◆ Aim of the task
Look below for the line containing "--- a/.github/workflows/pr-description.yml"; from there through the line containing "1. **AI_DESCRIPTION**: A", both lines included, please set down each line exactly and nothing else.

◆ Raw data
▬▬▬▬▬▬▬▬▬▬
PR #295, opened 2026-02-18
Added short description for all commands

nmetulev:
## Description

In previous PR, we updated the description to all commands to be much longer for better LLM integration. However, that caused the help command to be overley descriptive and not easily scannable. This PR adds a short description for the top level commands and updates how the `--help` command renders to improve rendering. 

## Type of Change

- ♻️ Refactoring

## Checklist

## Screenshots / Demo
Before:
image

After:
image

## AI Description

This update introduces short descriptions for all top-level commands to enhance the readability of the help command output. The changes include adjustments to the command descriptions and updates to the `--help` command rendering. As a result, commands can now be more easily scanned by users seeking information quickly. 

Example usage:
```bash
winapp --help
```

### DIFF
--- a/.github/workflows/pr-description.yml
+++ b/.github/workflows/pr-description.yml
@@ -84,12 +84,23 @@ jobs:
 
             1. **AI_DESCRIPTION**: A concise description of the PR changes for release notes automation. Include:
                - What changed and why (1-3 sentences, user-facing language)
-               - Code usage examples if new commands, flags, or APIs were added (as fenced code blocks)
-               - A "**Breaking Change:**" callout if existing behavior changed, APIs were removed/renamed, defaults changed, or command signatures changed. Describe what breaks and how to migrate.
+               - Code usage examples if new public commands, flags, or APIs were added (as fenced code blocks)
+               - A "**Breaking Change:**" callout ONLY if the change would break existing users who upgrade without modifying their code or configuration. Specifically, flag as breaking only if:
+                 • A previously existing command, flag, or API was removed or renamed
+                 • The default value of an existing option was changed in a way that alters previous behavior
+                 • An existing command's output format changed in a way that breaks automation
+                 • A required argument was added to an existing command (not a new command)
+               - Do NOT flag as breaking change:
+                 • Adding new commands, subcommands, or flags
+                 • Adding new optional parameters to existing commands
+                 • Adding new features that don't affect existing usage
+                 • Internal refactors that don't change public CLI surface
+                 • Changes to build scripts, tests, CI, or docs
+               - When uncertain whether something is a breaking change, do NOT flag it as breaking.
 
             2. **SUGGESTED_LABELS**: A comma-separated list of labels to apply. Only use labels from this exact set: ${ALLOWED_LABELS.join(', ')}
                - Always suggest exactly one type label (bug, enhancement, documentation)
-               - Add "breaking-change" if there are breaking changes
+               - Add "breaking-change" ONLY if you are confident there is a genuine breaking change per the criteria above. When in doubt, omit it.
                - Add framework labels (electron, dotnet, rust, python) if the change is framework-specific
 
             Format your response exactly like this:


src/winapp-CLI/WinApp.Cli/Commands/IShortDescription.cs
```diff
@@ -0,0 +1,14 @@
...
+// Licensed under the MIT License.
+
+namespace WinApp.Cli.Commands;
+
+/// <summary>
+/// Provides a short description for a command, used in the help listing.
+/// The long description (set via the Command constructor) remains used for
+/// --cli-schema, LLM documentation, and individual command --help pages.
+/// </summary>
+internal interface IShortDescription
```
azchohfi, line 11: Make TCommand be Comand and IShortDescription, then we get compilation checks as well as the test.
Change [here](https://github.com/microsoft/winappCli/blob/f0831f1656283cc73cf9de20b070a0097baefdaa/src/winapp-CLI/WinApp.Cli/Helpers/HostBuilderExtensions.cs#L66) and [here](https://github.com/microsoft/winappCli/blob/f0831f1656283cc73cf9de20b070a0097baefdaa/src/winapp-CLI/WinApp.Cli/Helpers/HostBuilderExtensions.cs#L85) to `where TCommand : Command, IShortDescription`

src/winapp-CLI/WinApp.Cli/Helpers/CustomHelpAction.cs
```diff
@@ -0,0 +1,209 @@
...
+    /// </summary>
+    internal IReadOnlyCollection<string> CategorizedCommandNames =>
+        _categories.SelectMany(c => c.CommandNames).ToArray();
+
+    /// <summary>
+    /// Creates a new custom help action with the specified command categories.
+    /// </summary>
+    /// <param name="targetCommand">The command this custom help applies to (e.g. root command).</param>
+    /// <param name="categories">Ordered list of (category name, command names) tuples.</param>
+    public CustomHelpAction(Command targetCommand, params (string Category, string[] CommandNames)[] categories)
```
azchohfi: We could accept the Command subclasses/types of the commands we want to show in the help, instead of the array of strings, then its strongly typed and we won't forget to update them whenever they change.

src/winapp-CLI/WinApp.Cli/Helpers/CustomHelpAction.cs
```diff
@@ -0,0 +1,209 @@
...
+
+        // Create a Spectre console that writes to the invocation output writer
+        var ansiSupport = Console.IsOutputRedirected ? AnsiSupport.No : AnsiSupport.Detect;
+        var terminalWidth = Math.Max(40, AnsiConsole.Profile.Width);
+        var spectreConsole = AnsiConsole.Create(new AnsiConsoleSettings
+        {
+            Out = new AnsiConsoleOutput(output),
+            Ansi = ansiSupport
+        });
+        spectreConsole.Profile.Width = terminalWidth;
```
azchohfi: Not sure why this is being done this way... You could just use `AnsiConsole` (static) here, but I'm pretty sure this is not mockable in our tests. Since we already have an `IAnsiConsole` instance that is in the dependency service, I would rather not create another one here. Just inject it in WinAppRootCommand's ctor, and pass it down to this class' ctor.

src/winapp-CLI/WinApp.Cli/Helpers/CustomHelpAction.cs
```diff
@@ -0,0 +1,209 @@
...
+    {
+        // Account for the 1-space indent so content fits within the terminal width
+        var width = Math.Max(40, targetConsole.Profile.Width - 1);
+        using var writer = new StringWriter();
+        var renderConsole = AnsiConsole.Create(new AnsiConsoleSettings
+        {
+            Out = new AnsiConsoleOutput(writer),
+            Ansi = targetConsole.Profile.Capabilities.Ansi ? AnsiSupport.Yes : AnsiSupport.No
+        });
+        renderConsole.Profile.Width = width;
```
azchohfi: Same here. I'm pretty sure we don't need to create multiple AnsiConsoles.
▬▬▬▬▬▬▬▬▬▬
◆ Result of the exercise
--- a/.github/workflows/pr-description.yml
+++ b/.github/workflows/pr-description.yml
@@ -84,12 +84,23 @@ jobs:
 
             1. **AI_DESCRIPTION**: A concise description of the PR changes for release notes automation. Include:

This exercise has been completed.